Single by Bronski Beat

from the album Truthdare Doubledare
- B-side: "I Gave You Everything"
- Released: 11 November 1985
- Genre: Hi-NRG
- Length: 3:38
- Label: Forbidden Fruit; London;
- Songwriters: Steve Bronski; John Foster; Larry Steinbachek;
- Producer: Adam Williams

Bronski Beat singles chronology
| "I Feel Love" (1985) | "Hit That Perfect Beat" (1985) | "C'mon! C'mon!" (1986) |

Audio
- "Hit That Perfect Beat" on YouTube

= Hit That Perfect Beat =

1985 single by Bronski Beat

"Hit That Perfect Beat" is a song by British synth-pop band Bronski Beat from their second album, Truthdare Doubledare (1986). It reached number three on the UK Singles Chart in January 1986 and entered the top 10 in Australia, South Africa, and several European countries.

==Music video==
The video for the song featured frontman and vocalist John Foster in the video seeking to join the group after reading an advert in a newspaper and fronts an audition to join the group.
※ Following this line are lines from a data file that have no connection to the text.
PR #363, opened 2021-10-05
Use generic for signal argument in container_kill

alfonsoros88:
`nix::sys::signal::Signal` is part of the API for the `kill` related calls. This causes a problem for lib users when they have a different nix version.

This patch introduces a public `youki::signal::Signal` type to be used instead.


yihuaf:
Can you describe the issue you ran into in more details?

Furisto (approved):

Furisto:
Yeah, originally youki was not designed to be used as a library, so people will run into these kind of kinks. We will iron them out over time.

PR #364, opened 2021-10-05
Update Youki with latest oci-spec-rs

yihuaf:
Now that setters are in, remove the boilerplate code.


yihuaf:
There is a bug in the `oci-spec-rs`. Pending PR: https://github.com/containers/oci-spec-rs/pull/78

PR #365, opened 2021-10-06
[WIP] part of PR 340 adding test_mount_to_container

tommady:
as requested by separating #340 into small PRs

this part is adding:

1. test_mount_to_container

please help review 🙇🏻

### DIFF
--- a/src/rootfs.rs
+++ b/src/rootfs.rs
@@ -378,26 +378,22 @@ impl RootFS {
         label: Option<&str>,
     ) -> Result<()> {
         let typ = m.typ().as_deref();
-        let d = if let Some(l) = label {
+        let mut d = data.to_string();
+
+        if let Some(l) = label {
             if typ != Some("proc") && typ != Some("sysfs") {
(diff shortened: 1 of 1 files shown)


utam0k:
It's time to create a rootfs directory and separate the files.

tommady:
the only logic I modified at [here](https://github.com/containers/youki/pull/365/files#diff-314a54fbe7cedbdbac5064dea18be7800c584124bb51550b58fee172cd624ee8R443)
is because referenced to runC at [here](https://github.com/opencontainers/runc/blob/master/libcontainer/rootfs_linux.go#L450)

they were using device type is bind as condition,
not like youki did flags contains bind,
and it makes more sense because the youki condition was

`if flags contain MS_BIND and there is no intersects with MS_BIND`

this sentence looks very weird.

utam0k:
@tommady Instead of creatting an exclusive file for test, it is more natural in Rust to separate some functions into appropriate files based on some criteria, and put the tests associated with the functions into the same file.

PR #373, opened 2021-10-08
Support systemd named hierarchy and emulate cgroup namespaces for v1 control cgroups

Furisto:
This adds two features:
- If cgroup namespaces are not available we can emulate them using bind mounts.
- Named hierarchies are cgroup hierarchies with no attached controllers. Systemd uses these to track services. More info [here](https://man7.org/linux/man-pages/man7/cgroups.7.html).


utam0k:
@Furisto I am sorry, but I have conflated this PR.

Issue #279, opened 2021-09-07
Increate the code coverage of `src/` to 75%


utam0k:
## Why?
Since youki is a container runtime, it is software that should be security-sensitive. Therefore, it should be covered as much as possible by unit tests to avoid bugs as much as possible.
However, because it is a container runtime, it is difficult to write unit tests because it is difficult to handle mocks. In other words, this is a challenge. It is also a chance to design well.

## How to participate in this challenge
Please indicate that you would like to challenge this issue. I will look at the code coverage and recommend where to challenge. If you are new to youki development, it would be helpful if you could describe how familiar you are with Rust and container runtimes.

tommady:
Hi @utam0k ,
may I take this challenge (or part of it)?

I am very inexperienced on both 1. the rust and 2. the container runtime.

about the rust, I only have some small contributions to
* [spodifyd](https://github.com/Spotifyd/spotifyd)
* [ta-rs](https://github.com/greyblake/ta-rs)
* [gbdt-rs](https://github.com/mesalock-linux/gbdt-rs)

and a small project I owned
[fugle-rs](https://github.com/tommady/fugle-rs)

about the container runtime, 
I only know the [issue](https://github.com/containers/youki/pull/289) I just solved.

so hope you will accept my self-recommended and give me this chance to learn more? 🙇🏻 
thank you.

utam0k:
@tommady Of cource! Can I ask you to try adding tests to it?
https://codecov.io/gh/containers/youki/src/main/src/capabilities.rs

tommady:
hi @utam0k please help to review #296 
thank you 🙇🏻 

> If you want, I can prepare more difficult parts.

of course, I'd glade to

utam0k:
@tommady Can I ask you to update the test coverage for this file?
https://app.codecov.io/gh/containers/youki/blob/main/src/hooks.rs

If you want something more difficult, I can ask for the most difficult, init.rs or intermediate.rs. Please take a look at these files after you have done the previous ones first and let me know if you want to try them. Implementing unit tests for these files will be a tremendous challenge and an exciting one. However, it will probably take time and patience to take on these challenges, so I would like to hear your opinion. Of course, I'm here to help.

yihuaf:
For hook.rs, there is a test that tests the timeout path, but it's skipped at the moment. The min timeout is 1 second, so the unit test would take at least 1 second to run. I wasn't sure if we should include that. Maybe remove the #[skip] and try again for the coverage first?

[...]

PR #376, opened 2021-10-09
279 increate the code coverage of src container

tommady:
#279
the container/container part


tommady:
Thanks for teaching me that!
I didn't know that,
Will addressed.

Thanks again!

PR #4836, opened 2023-07-19
Don't install server extras when preparing to create an installer

henriquegemignani:


duncathan (dismissed):
it looks like the executables need graphviz?

henriquegemignani:
> it looks like the executables need graphviz?

graphviz is listed only as a GUI dependency, but there's a CLI that uses them. So our code/dependencies are just wrong. Gotta move things around.

PR #4841, opened 2023-07-20
Partially remove default_node

ThanatosGit:
Definitely goes into the "I have no idea what I'm doing", especially with some of the reverts I had to do.
Should also go over the changes myself again because of that.

What this PR should acheive:
- remove `default_node` from ui and all usages
- except for keeping them in the db without any intended way to change
- `default_node`s are not removed from db because of the integrity check skipping strongly connected components for `default_node`s  (only dread has a lot of them)
- as `default_node`s will be logically gone, elevators now needs to be connected directly to a node. It is also a logical consequence of making elevators `DockNode`s and they are already connected to nodes in the db.

### DIFF
--- a/randovania/gui/data_editor.py
+++ b/randovania/gui/data_editor.py
@@ -129,7 +129,6 @@ class DataEditorWindow(QMainWindow, Ui_DataEditorWindow):
         self.node_details_label.linkActivated.connect(self._on_click_link_to_other_node)
         self.node_heals_check.stateChanged.connect(self.on_node_heals_check)
         self.area_spawn_check.stateChanged.connect(self.on_area_spawn_check)
-        self.default_node_check.stateChanged.connect(self.on_default_node_check)
         self.node_edit_button.clicked.connect(self.on_node_edit_button)
         self.other_node_connection_swap_button.clicked.connect(self._swap_selected_connection)
         self.other_node_connection_edit_button.clicked.connect(self._open_edit_connection)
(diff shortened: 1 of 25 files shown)


randovania/gui/data_editor.py
```diff
@@ -355,7 +354,7 @@ def _on_click_link_to_other_node(self, link: str):
             self.focus_on_region_by_name(region_name)
             self.focus_on_area_by_name(area_name)
             if node_name is None:
-                node_name = self.current_area.default_node
+                node_name = self.current_area.nodes[0]
```
ThanatosGit, line 357: What is/was the use case of that?
Clicking a link to another node but the node has no name sounds kinda weird to me. I was about to dropping this case completly.

henriquegemignani: It's for having a link to an Area, not a Node.
For sure the teleporter description had these links, dunno if anything else.

randovania/layout/lib/teleporters.py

The video also features the other two band members playing with Foster at a Liverpool club called "The State" as well as scenes from in and around Stanley Dock, and flashes from the 1985 film Letter to Brezhnev.

==Track listing==

7-inch single
| No. | Title | Length |
|---|---|---|
| 1. | "Hit That Perfect Beat" |  |
| 2. | "I Gave You Everything" |  |

UK, Australasian, and Japanese 12-inch single
| No. | Title | Length |
|---|---|---|
| 1. | "Hit That Perfect Beat" (extended version) | 6:25 |
| 2. | "I Gave You Everything" | 4:00 |

UK 12-inch single (Instant mix)
| No. | Title | Length |
|---|---|---|
| 1. | "Hit That Perfect Beat" (Instant mix) |  |
| 2. | "Hit That Perfect Beat" (Instant dub) |  |
| 3. | "I Gave You Everything" |  |

UK 12-inch single (Metropolitan version)
| No. | Title | Length |
|---|---|---|
| 1. | "Hit That Perfect Beat" (Metropolitan version) |  |
| 2. | "Hit That Perfect Beat" (Instant dub) |  |
| 3. | "I Gave You Everything" |  |

US 12-inch single
| No. | Title | Length |
|---|---|---|
| 1. | "Hit That Perfect Beat" (remix) | 8:26 |
| 2. | "Hit That Perfect Beat" (original mix) | 6:25 |
| 3. | "Hit That Perfect Beat" (dub) | 7:10 |

Canadian 12-inch single
| No. | Title | Length |
|---|---|---|
| 1. | "Hit That Perfect Beat" (extended version) |  |
| 2. | "Hit That Perfect Beat" (Instant mix) |  |

==Charts==

===Weekly charts===

| Chart (1985–1986) | Peak position |
|---|---|
| Australia (Kent Music Report) | 3 |
| Austria (Ö3 Austria Top 40) | 11 |
| Belgium (Ultratop 50 Flanders) | 23 |
| Canada Top Singles (RPM) | 91 |
| Europe (European Hot 100 Singles) | 8 |
| Ireland (IRMA) | 5 |
| Italy (Musica e dischi) | 5 |
| Netherlands (Dutch Top 40) | 16 |
| Netherlands (Single Top 100) | 19 |
| South Africa (Springbok Radio) | 5 |
| Switzerland (Schweizer Hitparade) | 3 |
| UK Singles (OCC) | 3 |
| West Germany (GfK) | 4 |

===Year-end charts===

| Chart (1986) | Position |
|---|---|
| Australia (Kent Music Report) | 20 |
| Europe (European Hot 100 Singles) | 77 |
| Switzerland (Schweizer Hitparade) | 29 |
| West Germany (Media Control) | 32 |

==Certifications==

| Region | Certification | Certified units/sales |
| United Kingdom (BPI) | Silver | 250,000^{^} |
^{^} Shipments figures based on certification alone.

==In other media==
The song appears in Metallica's 1992 documentary A Year and a Half in the Life of Metallica, showcasing the recording of their Eponymous fifth studio album. During the credits, a scene showing drummer Lars Ulrich and guitarist Kirk Hammett dancing to the song as bassist Jason Newsted bobs his head comedically.